◆ Required action: Of the entries below, restate word for word only the section that runs from the line with "This is a native" to the line with "For me it's", counting both ends.

◆ Material supplied:
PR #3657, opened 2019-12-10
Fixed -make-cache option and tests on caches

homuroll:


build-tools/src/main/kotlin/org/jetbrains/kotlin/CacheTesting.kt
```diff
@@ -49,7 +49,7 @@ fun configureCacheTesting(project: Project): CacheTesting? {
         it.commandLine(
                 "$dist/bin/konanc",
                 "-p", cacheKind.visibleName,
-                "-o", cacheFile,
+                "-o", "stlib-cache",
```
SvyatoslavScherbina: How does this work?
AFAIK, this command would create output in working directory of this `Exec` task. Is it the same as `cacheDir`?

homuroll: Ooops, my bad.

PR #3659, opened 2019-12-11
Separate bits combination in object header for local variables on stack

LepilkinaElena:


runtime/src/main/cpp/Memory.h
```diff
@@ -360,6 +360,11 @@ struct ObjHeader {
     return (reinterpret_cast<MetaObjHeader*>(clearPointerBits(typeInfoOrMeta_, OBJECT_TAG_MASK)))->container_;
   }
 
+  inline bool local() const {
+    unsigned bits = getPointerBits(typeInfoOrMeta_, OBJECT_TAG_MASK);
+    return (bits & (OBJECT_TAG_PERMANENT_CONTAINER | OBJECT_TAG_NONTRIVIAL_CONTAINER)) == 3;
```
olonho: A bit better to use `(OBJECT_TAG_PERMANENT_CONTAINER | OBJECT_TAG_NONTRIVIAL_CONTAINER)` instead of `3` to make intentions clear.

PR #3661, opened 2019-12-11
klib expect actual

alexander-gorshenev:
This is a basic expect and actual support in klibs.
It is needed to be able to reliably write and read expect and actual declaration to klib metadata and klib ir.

* * *

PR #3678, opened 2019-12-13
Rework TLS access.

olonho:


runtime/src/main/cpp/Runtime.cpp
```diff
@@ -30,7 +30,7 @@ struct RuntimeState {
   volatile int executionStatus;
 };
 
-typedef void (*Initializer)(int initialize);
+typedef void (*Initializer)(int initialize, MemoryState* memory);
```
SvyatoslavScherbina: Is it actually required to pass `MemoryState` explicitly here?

...

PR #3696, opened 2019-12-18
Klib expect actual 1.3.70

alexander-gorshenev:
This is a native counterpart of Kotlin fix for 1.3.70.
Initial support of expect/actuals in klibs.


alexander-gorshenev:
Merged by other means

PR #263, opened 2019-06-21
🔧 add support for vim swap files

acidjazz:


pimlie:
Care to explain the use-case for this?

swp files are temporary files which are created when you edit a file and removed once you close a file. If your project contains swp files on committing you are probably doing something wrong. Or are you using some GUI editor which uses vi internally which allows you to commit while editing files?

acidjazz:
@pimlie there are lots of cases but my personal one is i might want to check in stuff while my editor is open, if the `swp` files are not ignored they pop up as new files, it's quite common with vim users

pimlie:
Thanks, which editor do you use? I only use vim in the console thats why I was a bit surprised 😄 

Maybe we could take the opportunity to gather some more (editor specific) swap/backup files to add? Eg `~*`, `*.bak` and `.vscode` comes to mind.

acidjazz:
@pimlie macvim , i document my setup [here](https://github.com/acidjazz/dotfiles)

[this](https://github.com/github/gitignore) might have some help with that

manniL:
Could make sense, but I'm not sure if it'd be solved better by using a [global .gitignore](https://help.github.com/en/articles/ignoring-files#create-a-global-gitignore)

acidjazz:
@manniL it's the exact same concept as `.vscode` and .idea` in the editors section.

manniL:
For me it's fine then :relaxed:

◆ Answer section:
This is a native counterpart of Kotlin fix for 1.3.70.
Initial support of expect/actuals in klibs.


alexander-gorshenev:
Merged by other means

PR #263, opened 2019-06-21
🔧 add support for vim swap files

acidjazz:


pimlie:
Care to explain the use-case for this?

swp files are temporary files which are created when you edit a file and removed once you close a file. If your project contains swp files on committing you are probably doing something wrong. Or are you using some GUI editor which uses vi internally which allows you to commit while editing files?

acidjazz:
@pimlie there are lots of cases but my personal one is i might want to check in stuff while my editor is open, if the `swp` files are not ignored they pop up as new files, it's quite common with vim users

pimlie:
Thanks, which editor do you use? I only use vim in the console thats why I was a bit surprised 😄 

Maybe we could take the opportunity to gather some more (editor specific) swap/backup files to add? Eg `~*`, `*.bak` and `.vscode` comes to mind.

acidjazz:
@pimlie macvim , i document my setup [here](https://github.com/acidjazz/dotfiles)

[this](https://github.com/github/gitignore) might have some help with that

manniL:
Could make sense, but I'm not sure if it'd be solved better by using a [global .gitignore](https://help.github.com/en/articles/ignoring-files#create-a-global-gitignore)

acidjazz:
@manniL it's the exact same concept as `.vscode` and .idea` in the editors section.

manniL:
For me it's fine then :relaxed:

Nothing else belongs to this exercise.